───── Information given ─────

PR #306, opened 2024-03-22
Update to go 1.20

cgwalters:
I think pinning on 1.19 is holding some dependency updates back, and 1.20 is in rhel9 now.


cgwalters:
Actually, we may be able to bump to 1.21 in general, which is in c9s but not (yet) in UBI.

ondrejbudai (approved):
Let's be conservative and do 1.20 until 1.21 hits stable RHEL.

PR #631, opened 2023-01-22
Unified translation strings for package managers

panther7:
Unified translation string for pacakge managers, like:
- Locating {pm}...
- {pm} found: {state}
- {pm} preferences
- {pm} package manager specific preferences
- Enable {pm}

{pm} (package manager) = Winget/Scoop/Chocolatey ...maybe is good write as notice to Toolge
{state} = True/False

More untranslated strings:
- Chocolatey packages are being loaded. Since this is the first time, it might take a while, and they will show here once loaded.
- Blacklist packages
- Show Scoop packages in lowercase
- Local PC

### DIFF
--- a/wingetui/__init__.py
+++ b/wingetui/__init__.py
@@ -178,13 +178,13 @@ try:
 
         def detectWinget(self):
             try:
-                self.callInMain.emit(lambda: self.loadingText.setText(_("Locating Winget...")))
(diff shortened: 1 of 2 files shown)


marticliment (approved):

marticliment:
I have added the missing strings!

panther7:
> I have added the missing strings!

`Locating {pm}` ->`Locating {pm}...`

─────

The lines that mention the word "missing" should be pulled from the records above.

_Exercise response_
I have added the missing strings!
> I have added the missing strings!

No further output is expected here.